PR #10263, opened 2020-02-10
improve description of iptables design, add notes about securing Docker hosts

Svedrin:
Hi,

I've added a few paragraphs to [the "Docker and iptables"](https://docs.docker.com/network/iptables/) page that go into the details of how `FORWARD`, `DOCKER-USER` and `DOCKER` relate and how people can secure Docker hosts effectively, without being surprised by their rules being ineffective.

If you have any comments, I'd be happy to address them :)

Cheers,
Michael.

### DIFF
--- a/network/iptables.md
+++ b/network/iptables.md
@@ -68,6 +68,17 @@ the source and destination. For instance, if the Docker daemon listens on both
 topic. See the [Netfilter.org HOWTO](https://www.netfilter.org/documentation/HOWTO/NAT-HOWTO.html)
 for a lot more information.
 
+## Docker on a router
+
+Docker also sets the policy for the `FORWARD` chain to `DROP`. If your Docker
+host also acts as a router, this will result in that router not forwarding
+any traffic anymore. If you want your system to continue functioning as a
+router, you can add explicit `ACCEPT` rules to the `DOCKER-USER` chain to
+allow it:
+
+```bash
+$ iptables -I DOCKER-USER -i src_if -o dst_if -j ACCEPT
+```
 
 ## Prevent Docker from manipulating iptables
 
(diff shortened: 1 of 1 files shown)


Svedrin:
sorry for pushing more and more commits after creating the PR :sweat_smile: I think I'm done now.

Svedrin:
turns out I wasn't... but, I hope I am now. :stuck_out_tongue:

network/iptables.md
```diff
@@ -43,20 +61,49 @@ $ iptables -I DOCKER-USER -m iprange -i ext_if ! --src-range 192.168.1.1-192.168
...
+
+By default, the Docker daemon will expose ports on the `0.0.0.0` address, i.e.
+any address on the host. If you want to change that behavior to e.g. only
+expose ports on an internal IP address, you can use the `--ip` option to
+specify a different IP address. This method heightens security (connections
+are not allowed on IPs the service is not bound to), without the necessity
+for disabling the iptables mechanisms altogether, because they do honor this
+setting and do not expose services on IPs they shall not be exposed on.
+
+However, setting `--ip` only changes the _default_,
```
arkodg: I don't think this paragraph adds much value , especially the other container management systems section. 

LGTM on the rest

Svedrin: @arkodg thanks for the review! I shortened that section and removed the part in question. I'd like to keep the part that explains that `--ip` only sets a default though, because I tried to use that option to prevent my containers from going public, and it surprised me that this didn't work. What do you think? Is there a section that would fit better, where we could move it to?

Svedrin:
@arkodg do I need to do anything else to have the PR merged? sorry if this is documented somewhere, it's my first PR here, I might have missed something. :)

arkodg:
@Svedrin, just needs another pair of 👀 
PTAL @usha-mandya @thaJeztah

usha-mandya:
LGTM. Thank you @Svedrin and @arkodg.

Svedrin:
thanks @arkodg @usha-mandya !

********************

== Activity ==
Output all of the data exactly as given.

== Reply to the task ==
PR #10263, opened 2020-02-10
improve description of iptables design, add notes about securing Docker hosts

Svedrin:
Hi,

I've added a few paragraphs to [the "Docker and iptables"](https://docs.docker.com/network/iptables/) page that go into the details of how `FORWARD`, `DOCKER-USER` and `DOCKER` relate and how people can secure Docker hosts effectively, without being surprised by their rules being ineffective.

If you have any comments, I'd be happy to address them :)

Cheers,
Michael.

### DIFF
--- a/network/iptables.md
+++ b/network/iptables.md
@@ -68,6 +68,17 @@ the source and destination. For instance, if the Docker daemon listens on both
 topic. See the [Netfilter.org HOWTO](https://www.netfilter.org/documentation/HOWTO/NAT-HOWTO.html)
 for a lot more information.
 
+## Docker on a router
+
+Docker also sets the policy for the `FORWARD` chain to `DROP`. If your Docker
+host also acts as a router, this will result in that router not forwarding
+any traffic anymore. If you want your system to continue functioning as a
+router, you can add explicit `ACCEPT` rules to the `DOCKER-USER` chain to
+allow it:
+
+```bash
+$ iptables -I DOCKER-USER -i src_if -o dst_if -j ACCEPT
+```
 
 ## Prevent Docker from manipulating iptables
 
(diff shortened: 1 of 1 files shown)


Svedrin:
sorry for pushing more and more commits after creating the PR :sweat_smile: I think I'm done now.

Svedrin:
turns out I wasn't... but, I hope I am now. :stuck_out_tongue:

network/iptables.md
```diff
@@ -43,20 +61,49 @@ $ iptables -I DOCKER-USER -m iprange -i ext_if ! --src-range 192.168.1.1-192.168
...
+
+By default, the Docker daemon will expose ports on the `0.0.0.0` address, i.e.
+any address on the host. If you want to change that behavior to e.g. only
+expose ports on an internal IP address, you can use the `--ip` option to
+specify a different IP address. This method heightens security (connections
+are not allowed on IPs the service is not bound to), without the necessity
+for disabling the iptables mechanisms altogether, because they do honor this
+setting and do not expose services on IPs they shall not be exposed on.
+
+However, setting `--ip` only changes the _default_,
```
arkodg: I don't think this paragraph adds much value , especially the other container management systems section. 

LGTM on the rest

Svedrin: @arkodg thanks for the review! I shortened that section and removed the part in question. I'd like to keep the part that explains that `--ip` only sets a default though, because I tried to use that option to prevent my containers from going public, and it surprised me that this didn't work. What do you think? Is there a section that would fit better, where we could move it to?

Svedrin:
@arkodg do I need to do anything else to have the PR merged? sorry if this is documented somewhere, it's my first PR here, I might have missed something. :)

arkodg:
@Svedrin, just needs another pair of 👀 
PTAL @usha-mandya @thaJeztah

usha-mandya:
LGTM. Thank you @Svedrin and @arkodg.

Svedrin:
thanks @arkodg @usha-mandya !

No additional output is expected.